What the documentary claimed
Director Dan Farah's The Age of Disclosure (2025) presents 34 senior U.S. officials — including Secretary of State Marco Rubio, Senators Kirsten Gillibrand and Mike Rounds, and Representatives Tim Burchett, André Carson, Dan Crenshaw, Mike Gallagher, and Anna Paulina Luna — discussing what the film calls an 80-year cover-up of non-human intelligence and a "Legacy Program" reverse-engineering recovered technology.
The film broke Amazon Prime's opening-weekend documentary revenue record. Its critic reception was lukewarm (27% on Rotten Tomatoes from 11 reviews); audience reception was strong (93% from 500+ ratings).
What PURSUE Release 01 actually contains
Release 01 is silent on the documentary's central claim. There is no Legacy Program file, no reverse-engineering documentation, no interagency cover-up summary. The Department of War's accompanying statement explicitly says the released materials "show no indication that the U.S. government has had any interaction with beings from other planets or that it has any reason to believe such beings have visited Earth."
Two readings, both internally consistent
The disclosure-skeptic reading: the documentary's claims are not corroborated by Release 01 because they were not, in fact, accurate. The senior officials shown speaking on camera are reporting what they were told by colleagues whose own credibility is unestablished; PURSUE's archive is what actually exists.

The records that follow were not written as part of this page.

Issue #707, opened 2022-12-15
parameters with default values


orensolo:
Hi,

I am using kinopenapi version 0.110.0, 
If the schema contains parameters with a default value, and those parameters are missing in the request, then kinopenapi adds the
default values to the request after the validation.

This is not the desired behavior (in some cases) when the validation takes place on the client side.
This is because of the following reasons:
1. The payload is unnecessarily larger.
2. The server may respond differently if the default value exists.

So, the already existing `SkipSettingDefaults` option should be used for query parameters as well.
I will create a pull request to handle this issue.

Thanks,
Oren

PR #708, opened 2022-12-15
openapi3filter: use option to skip setting defaults on validation

orensolo:
this pull request solves https://github.com/getkin/kin-openapi/issues/707 issue

### DIFF
--- a/openapi3filter/validate_request.go
+++ b/openapi3filter/validate_request.go
@@ -66,7 +66,7 @@ func ValidateRequest(ctx context.Context, input *RequestValidationInput) (err er
 			}
 		}
 
-		if err = ValidateParameter(ctx, input, parameter); err != nil && !options.MultiError {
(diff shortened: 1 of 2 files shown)


openapi3filter/validate_request.go
```diff
@@ -137,7 +138,7 @@ func ValidateParameter(ctx context.Context, input *RequestValidationInput, param
 	}
 
 	// Set default value if needed
-	if value == nil && schema != nil && schema.Default != nil {
+	if !skipSettingDefaults && value == nil && schema != nil && schema.Default != nil {
```
fenollp, line 141: Use `input.Options.SkipSettingDefaults` directly :)

fenollp (changes requested):

openapi3filter/validate_request.go
orensolo: @fenollp fixed. Please merge if all is OK.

The disclosure-advocate reading: the documentary's claims are not corroborated because the Legacy Program is being protected at a higher classification tier than PURSUE accesses. Release 01 is the public-facing tranche; the substantive material remains held back.
Both readings are internally consistent. Both can adjust to almost any future evidence. PURSUE itself does not adjudicate between them.
What would change the picture
A genuine settlement would require either: (a) future PURSUE tranches that contain Legacy Program records or other "non-human intelligence" documentation; or (b) future tranches that include the kind of negative inventory — a comprehensive "we have searched these archives and found nothing matching that description" — that would foreclose the disclosure-advocate reading.
Neither has been promised. Both are technically possible.